◆ **TASK REQUIREMENTS**
Please write out all of the records below exactly as they appear.

◆ **RECORD EXCERPTS**
________________

Issue #176, opened 2021-08-08
Add TokenWallet + Solnet.Extensions project


liquizard:
**Is your feature request related to a problem? Please describe.**
I'm thinking there is a gap for a higher-level `TokenWallet` construct that is also capable of understanding and navigating the SPL sub-account relationships of a particular on-chain wallet. This would use the primitive Wallet and RPC together to load account information and balances etc. Such an object could be interrogated by a developer to find Associated Token Accounts for a mint and provision an ATA or sub-account if necessary. 

The Solnet.Wallet project provides all the primitive elements required to interact with a wallet and accounts. As this is all based on crypto and maths all this functionality is deterministic.

The Solnet.Rpc project provides all the means of discovering and querying the blockchain to find out the current real world specifics of a particular wallet, its balance, owned SPL token accounts etc.

This TokenWallet behavior is not mathsy deterministic wallet logic as it depends on the RPC and on-chain state. More akin to RPC functionality as it is mockable for testing inline with other RPC tests. But then it is not primitive RPC functionality either - it just makes use of the RPC. 

For example:

    var wallet = TokenWallet.LoadSnapshot(client, publicKey); // discover accounts via getTokenAccountsByOwner
    var ata = wallet.GetAssocatedTokenAccount(tokenAddress); // get account or null if none exist
    if (ata == null) ata = wallet.CreateAssociatedTokenAccount(tokenAddress); // provision ATA
    var balance = wallet.GetConsolidatedBalance(tokenAddress); // sum balanced of all accounfs for SPL token
    ...
    wallet.Refresh();

Looking to the solanaj project for answers, there is a `TokenManager` class that makes use of the RPC that I think is the closest looking animal. It sits in the `solanaj.token` namespace. Their project doesn't seem to have internal project dependency boundaries to contend with like C#. I couldn't find anything that provides a consolidated balance of a particular SPL token for a top-level account. Is this something we would anticipate a developer should be managing themselves as a necessary complexity?

I have the fundamentals of `TokenWallet` and would be happy to contribute this back into Solnet, but where would it belong? Going off the solonaj namespace, the closest I can come up with would be `Solnet.Token` - but this would need to be a new project. or is that overkill?

murlokito:
This is a really nice add and something I'd love to have in Solnet, I've previously done something similar as a wholly different project to manage ATAs in an application. I'm just a bit fuzzy on the namespace, but at the same feels like `Solnet.Token` is probably the best bet.

[...]

PR #179, opened 2021-08-10
Solnet.Extensions and TokenWallet

liquizard:
| Ready to Merge (when you're happy) | Feature | Yes (additions) | #176 |

Howdy, here's a work-in-progress PR .
I could do with some steering advice please to avoid any going to far down any rabbit holes.

There is a side-quest involving resolving token names and symbols. I've incorporated the fetching and parsing of the Solana standard token list used by the ecosystem. Not sure whether this is valid scope for this `Solnet.Extensions` project, or should be a separate thing is in its own right but I want to avoid any additional external dependencies.

Progress so far:
- `Solnet.Extensions` project added
- `TokenWallet` created + getting token accounts and balances
- `TokenInfo` resolving via Solana token list fetch/parse
- Examples updated to show usage
- Associated Token Account indicator

You can take `TokenWallet` for a spin with the example program.

Some questions:
- Is the organization and naming of `Solnet.Extensions` agreeable?
- `TokenInfo` and Solana Token List - is this inline with the wider goals of Solnet?
- Is it friendlier for developers to interact with addresses as strings or use `PublicKey` everywhere? (gone with string for now)
- What approach would you like taken for unit testing `TokenWallet`? Lots of hard work has already gone in for coverage. I was planning to inject a mock RPC client with some mock responses to exercise the codebase - would that be ok?
- What exception strategy would you prefer for `TokenWallet.Refresh()` - if RPC methods are not successful - are you happy for me to throw a specific `TokenWalletException` ?


murlokito:
I really like where this is going, me and @tiago18c also discussed adding structures for the Solana token list and I'm very happy to see you also went for it along with the `TokenWallet`, feels very much in line with what we want for Solnet :)

Just a few thoughts I had from looking at the PR so far:
- I saw you hardcoded the `Tokenkeg....` public key again, but you also have `Solnet.Programs` as dependency for ATA, you can just use `TokenProgram.ProgramIdKey`, no need to be hardcoding the key again.
- If `Solnet.Extensions` is really going to grow with more additions in the future I'd like to keep seeing a certain degree of separation between models and the classes which provide most of the functionality, i.e. having `ITokenInfoResolver`, `TokenMintResolver` and `TokenWallet` at the root of the project while the rest of the classes are moved into `Models/TokenWallet/`, `Models/TokenInfo/`
- There are tokens in the token list which have duplicate (even more than 2 instances, at times) of the same mint, this might be something to take into account.

Those are the things that came to mind from the WIP.

To answer your questions:
- Naming I can agree with it as it stands, just perhaps having `Solana` in the name of the mint list/token feels weird, in a private project where I also did this I just called them `TokenList` and `TokenInfo`, but I see you're doing a certain separation and it's ok, in terms of organization what I said above answers it, I think
- Regarding `PublicKey` vs `string`, for something like this I don't think going with string is a problem, when using the `TokenWallet` I'm assuming developer will end up using both, and we have implemented operators for the keys exactly to make this easier.
- Unit testing `TokenWallet`, yes, injecting a mock is what we've been doing to test everything that requires an RPC request in the workflow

________________

◆ **SOLVED PROBLEM**
Issue #176, opened 2021-08-08
Add TokenWallet + Solnet.Extensions project


liquizard:
**Is your feature request related to a problem? Please describe.**
I'm thinking there is a gap for a higher-level `TokenWallet` construct that is also capable of understanding and navigating the SPL sub-account relationships of a particular on-chain wallet. This would use the primitive Wallet and RPC together to load account information and balances etc. Such an object could be interrogated by a developer to find Associated Token Accounts for a mint and provision an ATA or sub-account if necessary. 

The Solnet.Wallet project provides all the primitive elements required to interact with a wallet and accounts. As this is all based on crypto and maths all this functionality is deterministic.

The Solnet.Rpc project provides all the means of discovering and querying the blockchain to find out the current real world specifics of a particular wallet, its balance, owned SPL token accounts etc.

This TokenWallet behavior is not mathsy deterministic wallet logic as it depends on the RPC and on-chain state. More akin to RPC functionality as it is mockable for testing inline with other RPC tests. But then it is not primitive RPC functionality either - it just makes use of the RPC. 

For example:

    var wallet = TokenWallet.LoadSnapshot(client, publicKey); // discover accounts via getTokenAccountsByOwner
    var ata = wallet.GetAssocatedTokenAccount(tokenAddress); // get account or null if none exist
    if (ata == null) ata = wallet.CreateAssociatedTokenAccount(tokenAddress); // provision ATA
    var balance = wallet.GetConsolidatedBalance(tokenAddress); // sum balanced of all accounfs for SPL token
    ...
    wallet.Refresh();

Looking to the solanaj project for answers, there is a `TokenManager` class that makes use of the RPC that I think is the closest looking animal. It sits in the `solanaj.token` namespace. Their project doesn't seem to have internal project dependency boundaries to contend with like C#. I couldn't find anything that provides a consolidated balance of a particular SPL token for a top-level account. Is this something we would anticipate a developer should be managing themselves as a necessary complexity?

I have the fundamentals of `TokenWallet` and would be happy to contribute this back into Solnet, but where would it belong? Going off the solonaj namespace, the closest I can come up with would be `Solnet.Token` - but this would need to be a new project. or is that overkill?

murlokito:
This is a really nice add and something I'd love to have in Solnet, I've previously done something similar as a wholly different project to manage ATAs in an application. I'm just a bit fuzzy on the namespace, but at the same feels like `Solnet.Token` is probably the best bet.

[...]

PR #179, opened 2021-08-10
Solnet.Extensions and TokenWallet

liquizard:
| Ready to Merge (when you're happy) | Feature | Yes (additions) | #176 |

Howdy, here's a work-in-progress PR .
I could do with some steering advice please to avoid any going to far down any rabbit holes.

There is a side-quest involving resolving token names and symbols. I've incorporated the fetching and parsing of the Solana standard token list used by the ecosystem. Not sure whether this is valid scope for this `Solnet.Extensions` project, or should be a separate thing is in its own right but I want to avoid any additional external dependencies.

Progress so far:
- `Solnet.Extensions` project added
- `TokenWallet` created + getting token accounts and balances
- `TokenInfo` resolving via Solana token list fetch/parse
- Examples updated to show usage
- Associated Token Account indicator

You can take `TokenWallet` for a spin with the example program.

Some questions:
- Is the organization and naming of `Solnet.Extensions` agreeable?
- `TokenInfo` and Solana Token List - is this inline with the wider goals of Solnet?
- Is it friendlier for developers to interact with addresses as strings or use `PublicKey` everywhere? (gone with string for now)
- What approach would you like taken for unit testing `TokenWallet`? Lots of hard work has already gone in for coverage. I was planning to inject a mock RPC client with some mock responses to exercise the codebase - would that be ok?
- What exception strategy would you prefer for `TokenWallet.Refresh()` - if RPC methods are not successful - are you happy for me to throw a specific `TokenWalletException` ?


murlokito:
I really like where this is going, me and @tiago18c also discussed adding structures for the Solana token list and I'm very happy to see you also went for it along with the `TokenWallet`, feels very much in line with what we want for Solnet :)

Just a few thoughts I had from looking at the PR so far:
- I saw you hardcoded the `Tokenkeg....` public key again, but you also have `Solnet.Programs` as dependency for ATA, you can just use `TokenProgram.ProgramIdKey`, no need to be hardcoding the key again.
- If `Solnet.Extensions` is really going to grow with more additions in the future I'd like to keep seeing a certain degree of separation between models and the classes which provide most of the functionality, i.e. having `ITokenInfoResolver`, `TokenMintResolver` and `TokenWallet` at the root of the project while the rest of the classes are moved into `Models/TokenWallet/`, `Models/TokenInfo/`
- There are tokens in the token list which have duplicate (even more than 2 instances, at times) of the same mint, this might be something to take into account.

Those are the things that came to mind from the WIP.

To answer your questions:
- Naming I can agree with it as it stands, just perhaps having `Solana` in the name of the mint list/token feels weird, in a private project where I also did this I just called them `TokenList` and `TokenInfo`, but I see you're doing a certain separation and it's ok, in terms of organization what I said above answers it, I think
- Regarding `PublicKey` vs `string`, for something like this I don't think going with string is a problem, when using the `TokenWallet` I'm assuming developer will end up using both, and we have implemented operators for the keys exactly to make this easier.
- Unit testing `TokenWallet`, yes, injecting a mock is what we've been doing to test everything that requires an RPC request in the workflow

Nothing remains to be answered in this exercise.